Performance & Availability¶

Government digital services have a history of challenges with performance and reliability. This issue often stems from the complexities of integrating multiple services, including legacy systems, and letting their limitations affect the end user experience. The primary goal of your API should be to simplify this complexity, handle any errors from upstream services, and enhance performance.

With appropriate strategies, your API can achieve high performance and reliability, comparable to newly developed projects. For APIs being built from scratch, it's crucial to prioritize performance and reliability from the outset, as APIs inherently serve as dependencies for other applications.

Performance¶

Requirement

APIs must respond to requests within 10 seconds, including any upstream calls, or return a 504 error, signaling a server-side timeout.

Guidance

APIs should aim for response times under 1 second.
If an API cannot respond within 10 seconds, it should use an asynchronous pattern that provides an immediate response and processes the request in the background.

While the maximum allowable response time is ten seconds, it's recommended that APIs strive for response times of under one second, and ideally, in just a few milliseconds.

Availability¶

Guidance

APIs should aim for 99.9% availability in production environments.
APIs should aim for 99.0% availability in testing environments.

APIs are expected to maintain 99.9% availability in production and 99.0% in testing environments. Assistance is available for overcoming technical or policy challenges to achieve these goals.

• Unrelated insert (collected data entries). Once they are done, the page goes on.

PR #392, opened 2017-07-31
jwt-auth: JWT verification class

mtakigiku:


src/envoy/auth/BUILD
```diff
@@ -18,11 +18,19 @@ envoy_cc_binary(
 
 envoy_cc_library(
     name = "http_filter_lib",
-    srcs = ["http_filter.cc"],
-    hdrs = ["http_filter.h"],
+    srcs = [
+        "http_filter.cc",
+        "jwt.cc",
```
lizan: can you add another target for `jwt.{cc,h}`, and add it to deps in this target?

src/envoy/auth/jwt_test.cc
```diff
@@ -0,0 +1,90 @@
...
+  auto payload_str = Base64url::decode(jwt_payload_encoded);
+  EXPECT_STREQ(payload_str.c_str(), payload.c_str());
+}
+
+TEST_F(JwtTest, Jwt_decode) {
+  Jwt ob = Jwt();
+  auto result = ob.decode(jwt, pubkey);
+
+  bool valid = result.first;
+  rapidjson::Document* payload = result.second;
```
lizan: use `std::unique_ptr`

src/envoy/auth/jwt.h
```diff
@@ -0,0 +1,48 @@
...
+
+}  // Util
+
+class Jwt {
+ public:
+  std::pair<bool, rapidjson::Document*> decode(const std::string& jwt,
+                                               const std::string& pkey_pem);
+
+ private:
+  EVP_PKEY* evp_pkey_from_str(const std::string& pkey_pem);
```
lizan: use camelCase for function names

src/envoy/auth/jwt.cc
```diff
@@ -0,0 +1,176 @@
...
+
+}  // namespace Base64url
+
+namespace Util {
+
+uint8_t* unsigned_c_str(const std::string& str) {
+  return reinterpret_cast<uint8_t*>(const_cast<char*>(str.c_str()));
+}
+
+std::vector<std::string> split(std::string str, char delimiter) {
```
lizan: https://github.com/lyft/envoy/blob/master/source/common/common/utility.h#L148

src/envoy/auth/jwt.cc
```diff
@@ -0,0 +1,176 @@
...
+  }
+  return Base64::decode(input);
+}
+
+}  // namespace Base64url
+
+namespace Util {
+
+uint8_t* unsigned_c_str(const std::string& str) {
+  return reinterpret_cast<uint8_t*>(const_cast<char*>(str.c_str()));
```
lizan: Why do you need to do a `const_cast` here? It is unsafe and I think the BoringSSL functions takes `const uint8_t*`s.

src/envoy/auth/jwt.cc
```diff
@@ -0,0 +1,176 @@
...
+}  // namespace Util
+
+EVP_PKEY* Jwt::evp_pkey_from_str(const std::string& pkey_pem) {
+  std::string pkey_der = Base64::decode(pkey_pem);
+  RSA* rsa = RSA_public_key_from_bytes(Util::unsigned_c_str(pkey_der),
+                                       pkey_der.length());
+  if (rsa == NULL) {
+    return NULL;
+  }
+  EVP_PKEY* key = EVP_PKEY_new();
```
lizan: use `bssl::UniquePtr<EVP_PKEY>` (for all owned BoringSSL pointers in this file)

src/envoy/auth/jwt.h
```diff
@@ -0,0 +1,48 @@
...
+namespace Util {
+
+uint8_t* unsigned_c_str(const std::string& str);
+std::vector<std::string> split(std::string str, char c);
+
+}  // Util
+
+class Jwt {
+ public:
+  std::pair<bool, rapidjson::Document*> decode(const std::string& jwt,
```
lizan: If you the 1st of the pair is `false` iff the document is `nullptr` then you don't need the `bool`.

src/envoy/auth/jwt.cc
```diff
@@ -0,0 +1,176 @@
...
+const EVP_MD* Jwt::evp_md_from_alg(const std::string& alg) {
+  /*
+   * may use
+   * EVP_sha384() if alg == "RS384" and
+   * EVP_sha512() if alg == "RS512"
+   */
+  if (alg == "RS256") {
+    return EVP_sha256();
+  } else {
+    return NULL;
```
lizan: `nullptr` instead of `NULL`. (throughout)

src/envoy/auth/jwt.cc
```diff
@@ -0,0 +1,176 @@
...
+
+end:
+  if (md_ctx != NULL) {
+    EVP_MD_CTX_destroy(md_ctx);
+  }
+  return result;
+}
+
+bool Jwt::verify_signature(const std::string& pkey_pem, const std::string& alg,
+                           const std::string signature,
```
lizan: `const std::string&` ?

src/envoy/auth/jwt.h
```diff
@@ -0,0 +1,48 @@
...
+
+#include <string>
+#include <utility>
+#include <vector>
+
+namespace Envoy {
+namespace Http {
+namespace Auth {
+
+namespace Base64url {
```
lizan: the two namespace can be moved to `.cc` file if you don't expect other files to use it.

src/envoy/auth/jwt.cc
```diff
@@ -0,0 +1,176 @@
...
+  if (key != NULL) EVP_PKEY_free(key);
+
+  return valid;
+}
+
+std::pair<bool, rapidjson::Document*> Jwt::decode(const std::string& jwt,
+                                                  const std::string& pkey_pem) {
+  // return value in failure cases
+  std::pair<bool, rapidjson::Document*> failed =
+      std::make_pair(false, (rapidjson::Document*)NULL);
```
qiwzhang: use unique_ptr?

src/envoy/auth/jwt.cc
```diff
@@ -0,0 +1,154 @@
...
+                         Util::unsignedCStr(signed_data), signed_data.length());
+}
+
+std::unique_ptr<rapidjson::Document> Jwt::decode(const std::string& jwt,
+                                                 const std::string& pkey_pem) {
+  std::vector<std::string> jwt_split = StringUtil::split(jwt, '.');
+  if (jwt_split.size() != 3) {
+    return nullptr;
+  }
+  std::string header_base64url_encoded = jwt_split[0];
```
lizan: nti: const std::string& for these 3 lines.

src/envoy/auth/jwt.cc
```diff
@@ -0,0 +1,154 @@
...
+  }
+}
+
+bool Jwt::verifySignature(bssl::UniquePtr<EVP_PKEY> key, const std::string& alg,
+                          const uint8_t* signature, size_t signature_len,
+                          const uint8_t* signed_data, size_t signed_data_len) {
+  bssl::UniquePtr<EVP_MD_CTX> md_ctx(EVP_MD_CTX_create());
+  const EVP_MD* md = evpMdFromAlg(alg);
+
+  assert(md != nullptr);
```
lizan: This shouldn't be a crash either.

src/envoy/auth/jwt.cc
```diff
@@ -0,0 +1,154 @@
...
+      break;
+    case 2:
+      input += "==";
+      break;
+    case 3:
+      input += "=";
+      break;
+    default:
+      /* invalid base64url input*/
+      assert(0);
```
lizan: This should just be a verification failure, not crash.

src/envoy/auth/jwt_test.cc
```diff
@@ -0,0 +1,67 @@
...
+
+  EXPECT_TRUE((*payload)["sub"].IsString());
+  std::string sub = (*payload)["sub"].GetString();
+  EXPECT_STREQ("test@example.com", sub.c_str());
+
+  EXPECT_TRUE((*payload)["exp"].IsInt64());
+  int64_t exp = (*payload)["exp"].GetInt64();
+  EXPECT_EQ(1501281058LL, exp);
+}
+
```
lizan: More test for verification failures.

src/envoy/auth/jwt.cc
```diff
@@ -0,0 +1,154 @@
...
+  } else {
+    return nullptr;
+  }
+}
+
+bool Jwt::verifySignature(bssl::UniquePtr<EVP_PKEY> key, const std::string& alg,
+                          const uint8_t* signature, size_t signature_len,
+                          const uint8_t* signed_data, size_t signed_data_len) {
+  bssl::UniquePtr<EVP_MD_CTX> md_ctx(EVP_MD_CTX_create());
+  const EVP_MD* md = evpMdFromAlg(alg);
```
mtakigiku: I tried to do like `bssl::UniquePtr<const EVP_MD> md(...)`, but failed with an error
`
external/boringssl/src/include/openssl/base.h:379:25: error: 'Free' is not a member of 'bssl::internal::DeleterImpl<const env_md_st>'
     DeleterImpl<T>::Free(ptr);
`

How to handle this?

lizan: I don't think you need `UniquePtr` for EVP_MD, the instance is owned by the library.

src/envoy/auth/jwt_test.cc
```diff
@@ -0,0 +1,167 @@
...
+  const std::string pubkey =
+      "MIIBCgKCAQEAtw7MNxUTxmzWROCD5BqJxmzT7xqc9KsnAjbXCoqEEHDx4WBlfcwk"
+      "XHt9e/2+Uwi3Arz3FOMNKwGGlbr7clBY3utsjUs8BTF0kO/poAmSTdSuGeh2mSbc"
+      "VHvmQ7X/kichWwx5Qj0Xj4REU3Gixu1gQIr3GATPAIULo5lj/ebOGAa+l0wIG80N"
+      "zz1pBtTIUx68xs5ZGe7cIJ7E8n4pMX10eeuh36h+aossePeuHulYmjr4N0/1jG7a"
+      "+hHYL6nqwOR3ej0VqCTLS0OloC0LuCpLV7CnSpwbp2Qg/c+MDzQ0TH8g8drIzR5h"
+      "Fe9a3NlNRMXgUU5RqbLnR9zfXr7b9oEszQIDAQAB";
+};
+
+TEST_F(JwtTest, Jwt_decode) {
```
lizan: nit: CamelCase for test cases

src/envoy/auth/jwt.cc
```diff
@@ -0,0 +1,168 @@
...
+                          const std::string& signature,
+                          const std::string& signed_data) {
+  return verifySignature(evpPkeyFromStr(pkey_pem), alg,
+                         Util::unsignedCStr(signature), signature.length(),
+                         Util::unsignedCStr(signed_data), signed_data.length());
+}
+
+std::unique_ptr<rapidjson::Document> Jwt::decode(const std::string& jwt,
+                                                 const std::string& pkey_pem) {
+  if (std::count(jwt.begin(), jwt.end(), '.') != 2) {
```
lizan: we might need something similar to [`grpc_jwt_verifier_status`](https://github.com/grpc/grpc/blob/master/src/core/lib/security/credentials/jwt/jwt_verifier.h#L38) to return the failure reason. This can be added as a TODO here and in follow up PRs.

src/envoy/auth/jwt.h
```diff
@@ -0,0 +1,35 @@
...
+#include <string>
+#include <utility>
+#include <vector>
+
+namespace Envoy {
+namespace Http {
+namespace Auth {
+
+class Jwt {
+ public:
```
lizan: Those function looks all static, no?

src/envoy/auth/jwt.cc
```diff
@@ -0,0 +1,168 @@
+#include "jwt.h"
```
qiwzhang: please add standard istio copy right header to all files

src/envoy/auth/jwt.cc
```diff
@@ -0,0 +1,168 @@
...
+#include <vector>
+
+namespace Envoy {
+namespace Http {
+namespace Auth {
+
+namespace Base64url {
+
+std::string decode(std::string input) {
+  std::replace(input.begin(), input.end(), '-', '+');
```
qiwzhang: please add comment on why doing such replacement.

src/envoy/auth/jwt.cc
```diff
@@ -0,0 +1,168 @@
...
+      return "";
+  }
+  return Base64::decode(input);
+}
+
+}  // namespace Base64url
+
+namespace Util {
+
+const uint8_t* unsignedCStr(const std::string& str) {
```
qiwzhang: rename to CastToUChar?

src/envoy/auth/jwt.cc
```diff
@@ -0,0 +1,168 @@
...
+  return reinterpret_cast<const uint8_t*>(str.c_str());
+}
+
+}  // namespace Util
+
+bssl::UniquePtr<EVP_PKEY> Jwt::evpPkeyFromStr(const std::string& pkey_pem) {
+  std::string pkey_der = Base64::decode(pkey_pem);
+  bssl::UniquePtr<RSA> rsa(RSA_public_key_from_bytes(
+      Util::unsignedCStr(pkey_der), pkey_der.length()));
+  if (rsa == nullptr) {
```
qiwzhang: can we use std::unique_ptr?  what is bssl::UniquePtr?

src/envoy/auth/jwt.cc
```diff
@@ -0,0 +1,168 @@
...
+  const std::string& header_base64url_encoded = jwt_split[0];
+  const std::string& payload_base64url_encoded = jwt_split[1];
+  const std::string& signature_base64url_encoded = jwt_split[2];
+  std::string signed_data = jwt_split[0] + '.' + jwt_split[1];
+
+  /*
+   * verification
+   */
+  rapidjson::Document header_json;
+  if (header_json.Parse(Base64url::decode(header_base64url_encoded).c_str())
```
qiwzhang: I think "decode" function may modify the string,  but its type is "config string &", compiler should complain.

lizan: the input of decode is `std::string`, so it is a copy.

src/envoy/auth/jwt.cc
lizan: wondering why presubmit doesn't complain this...

src/envoy/auth/jwt.h
mtakigiku: Yes they are.
Just because at first I passed the public key to Jwt class object as an argument of its constructor. I'll make it static.

src/envoy/auth/jwt.cc
mtakigiku: [`bssl::UniquePtr<T>`](https://github.com/google/boringssl/blob/master/include/openssl/base.h#L439)
is `std::unique_ptr` with specified deleter (e.g. `RSA_free()` in this case)

src/envoy/auth/jwt.cc
```diff
@@ -0,0 +1,197 @@
...
+    case 3:
+      input += "=";
+      break;
+    default:
+      /*
+       * for invalid base64url input, return empty string
+       */
+      return "";
+  }
+  return Base64::decode(input);
```
mtakigiku: The comment in the implementation of `Base64::decode()` says it skips any invalid character (i.e. `[^-A-Za-z0-9+/=]`), not raising an error.
It is not suitable, is it?

Another problem is, its implementation actually does not correctly skip invalid characters (in other words, I think it contains a bug)

mtakigiku: I don't think it's a bug, it's just assuming the validity of input, as 4n-th or (4n+1)-th character never be a padding in a correct base64 string.
So what we need is to check the validity of input string of base64url.

src/envoy/auth/jwt_test.cc
```diff
@@ -0,0 +1,175 @@
...
+  invalid_jwt[jwt.length() - 1] = jwt[jwt.length() - 1] != 'a' ? 'a' : 'b';
+
+  auto payload = Jwt::decode(invalid_jwt, pubkey);
+
+  EXPECT_TRUE(payload == nullptr);
+}
+
+TEST_F(JwtTest, InvalidPublickey) {
+  auto invalid_pubkey = pubkey;
+  invalid_pubkey[pubkey.length() - 1] =
```
lizan: why do you need the ternary statement?

mtakigiku: not needed. Fixed it.

mtakigiku:
- to check base64url input validity
- to return verification failure reason
- to support jwk

Should these remaining TODOs be done in this PR, or following PRs?
I think I will do them in this PR.

src/envoy/auth/jwt.h
```diff
@@ -0,0 +1,52 @@
...
+  static std::unique_ptr<rapidjson::Document> decode(
```
qiwzhang: if all members are static,  can we use namespace?

src/envoy/auth/jwt.h
```diff
@@ -0,0 +1,52 @@
...
+      const std::string& jwt, const std::string& pkey_pem);
+
+ private:
+  static bssl::UniquePtr<EVP_PKEY> evpPkeyFromStr(const std::string& pkey_pem);
+  static const EVP_MD* evpMdFromAlg(const std::string& alg);
+  static bool verifySignature(bssl::UniquePtr<EVP_PKEY> key,
```
qiwzhang: can we move static private functions into .cc file in anonymous namespace?

src/envoy/auth/jwt.cc
```diff
@@ -31,6 +31,7 @@
 namespace Envoy {
 namespace Http {
 namespace Auth {
+namespace {
 
 namespace Base64url {
```
qiwzhang: It seems that Base64url namespace is inside anonymous namespace.   Does it work?

I thought the anonymous namespace should the last one.

src/envoy/auth/jwt.h
lizan: We might need to eventually convert this to a class, public key as member. That should be in follow up PRs.

src/envoy/auth/jwt.cc
mtakigiku: I just didn't understand about unnamed namespaces. Did you mean
```
namespace Base64url{
namespace{
...
}
}
```
or
```
namespace{ // Base64url
...
}
```
?

lizan: neither, since it is in `.cc` file, you don't need to namespace it, just remove the Base64url and Util namespace is find. have all of them in a unnamed namespace

mtakigiku: So we need either rename `decode()` (of base64url) to `base64UrlDecode()`, or modify all its call to `Auth::decode()` to avoid collision. The former is better?

src/envoy/auth/jwt.cc
```diff
@@ -95,20 +93,14 @@ std::string decode(std::string input) {
...
-
-namespace Util {
-
 const uint8_t *castToUChar(const std::string &str) {
   return reinterpret_cast<const uint8_t *>(str.c_str());
 }
 
-}  // namespace Util
-
 bssl::UniquePtr<EVP_PKEY> evpPkeyFromStr(const std::string &pkey_pem) {
```
qiwzhang: should we following Google code style to have function name started with Upper case if it is camel case?

src/envoy/auth/jwt.cc
```diff
@@ -0,0 +1,232 @@
...
+namespace Envoy {
+namespace Http {
+namespace Auth {
+namespace {
+
+// Conversion table is taken from
+// https://opensource.apple.com/source/QuickTimeStreamingServer/QuickTimeStreamingServer-452/CommonUtilitiesLib/base64.c
+//
+// and modified the position of 62 ('+' to '-') and 63 ('/' to '_')
+const uint8_t REVERSE_LOOKUP_TABLE_BASE64URL[256] = {
```
qiwzhang: const variable usually names as kCamelCase

src/envoy/auth/jwt.cc
```diff
@@ -0,0 +1,232 @@
...
+    64, 64, 64, 64, 64, 64, 64, 64, 64};
+
+bool IsNotBase64UrlChar(int8_t c) {
+  return REVERSE_LOOKUP_TABLE_BASE64URL[static_cast<int32_t>(c)] & 64;
+}
+
+std::string Base64UrlDecode(std::string input) {
+  /*
+   * if input contains non-base64url character, return empty string
+   */
```
qiwzhang: use // for short comment

src/envoy/auth/jwt.cc
```diff
@@ -0,0 +1,232 @@
...
+
+const uint8_t *CastToUChar(const std::string &str) {
+  return reinterpret_cast<const uint8_t *>(str.c_str());
+}
+
+bssl::UniquePtr<EVP_PKEY> EvpPkeyFromStr(const std::string &pkey_pem) {
+  std::string pkey_der = Base64::decode(pkey_pem);
+  bssl::UniquePtr<RSA> rsa(
+      RSA_public_key_from_bytes(CastToUChar(pkey_der), pkey_der.length()));
+  if (rsa == nullptr) {
```
qiwzhang: since rsa is unique_ptr,  you can do

if (!rsa)

src/envoy/auth/jwt.cc
```diff
@@ -0,0 +1,232 @@
...
+  const std::string &header_base64url_encoded = jwt_split[0];
+  const std::string &payload_base64url_encoded = jwt_split[1];
+  const std::string &signature_base64url_encoded = jwt_split[2];
+  std::string signed_data = jwt_split[0] + '.' + jwt_split[1];
+
+  /*
+   * verification
+   */
+  rapidjson::Document header_json;
+  if (header_json.Parse(Base64UrlDecode(header_base64url_encoded).c_str())
```
qiwzhang: header_base64url_encoded is "const string&" type,  but Base64UrlDecode() expecting "string" since the function is modifying it.   Compiler should fail it

src/envoy/auth/jwt.cc
```diff
@@ -0,0 +1,232 @@
...
+
+  // if signature is invalid, it will not decode the payload
+  if (!valid) {
+    return nullptr;
+  }
+
+  /*
+   * decode payload
+   */
+  std::unique_ptr<rapidjson::Document> payload_json_ptr(
```
qiwzhang: just payload_json,   not need to add "_ptr"

src/envoy/auth/jwt.h
```diff
@@ -0,0 +1,39 @@
...
+#include <string>
+#include <utility>
+#include <vector>
+
+namespace Envoy {
+namespace Http {
+namespace Auth {
+namespace Jwt {
+
+std::unique_ptr<rapidjson::Document> Decode(const std::string& jwt,
```
qiwzhang: please add function comment for exposed public functions

src/envoy/auth/jwt_test.cc
```diff
@@ -0,0 +1,282 @@
...
+      "CjZiNWIzZjgzYTk0Zjg1MjFkMDhiNmYyNzY1MTM1N2MyYWI0MzBkM2FlYjg5MTFmNjM5ZGNj"
+      "MGM2NTcxNThmOWUKOWQ1ZDM2NWFkNGVjOTgwYmNkY2RiMDUzM2MzYjY2MjJmYWJiMDViNjNk"
+      "NjIxMDJiZDkyZDE3ZjZkZDhiMTBkOQo1YjBlMDRiZWU2MDBjNjRhNzM0ZGE1ZGY2YjljMGY5"
+      "ZDM1Mzk3MjcyNDcyN2RjMTViYjk1MjMwZjdmYmU5MzYx";
+
+  /*
+   * jwt with header replaced by
+   * "{"alg":256,"typ":"JWT"}"
+   */
+  const std::string jwt_with_alg_is_not_string =
```
qiwzhang: const variable name as kCamelCase

src/envoy/auth/jwt.cc
mtakigiku: I think Base64UrlDecode() is receiving a copy and not modifying the original

lizan: Compiler wouldn't fail, Base64UrlDecode receives a copy.

src/envoy/auth/jwt_test.cc
```diff
@@ -0,0 +1,282 @@
...
+}
+
+TEST_F(JwtTest, JsonBadInputHeader) {
+  auto payload = Jwt::Decode(kJwtWithBadJsonHeader, kPublicKey);
+  EXPECT_TRUE(payload == nullptr);
+}
+
+TEST_F(JwtTest, JsonBadInputPayload) {
+  auto payload = Jwt::Decode(kJwtWithBadJsonPayload, kPublicKey);
+  EXPECT_TRUE(payload == nullptr);
```
qiwzhang: EXPECT_FALSE(payload);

See service level objectives under monitoring and blue-green deployments under production management for further information on how to achieve high availability.

Managing downtime in dependencies¶

Requirement

APIs must not pass upstream errors to consumers.

VA APIs often rely on various external services with differing reliability levels. While API teams may not always influence changes in these services, it's critical that APIs do not expose consumers to unexpected errors (500) or service unavailability issues (503, 504).

APIs should handle unexpected errors, downtimes, and timeouts from upstream services with clear and consistent messaging. This approach ensures that consumers are aware of the issue's source and can appropriately inform their users.

For advice on how to map upstream errors, refer to Choosing an error code.

Maintenance¶

APIs are expected to meet these service level objectives (SLOs) even during scheduled maintenance. Ensuring uninterrupted service during updates or other maintenance activities is a hallmark of a robust architecture and deployment strategy.